PR #75, opened 2021-04-23
Manually add GenericProject and IsTestMemberId to static registry

rzhang10:
Manually add GenericProject and IsTestMemberId to static registry to bypass dynamic inference of the UDF's return type.

Tested via gradle `translate` task.


wmoustafa:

***

**Your assignment**.
What lines in the listing contain "static"? Copy them all.

**Task result**.
Manually add GenericProject and IsTestMemberId to static registry
Manually add GenericProject and IsTestMemberId to static registry to bypass dynamic inference of the UDF's return type.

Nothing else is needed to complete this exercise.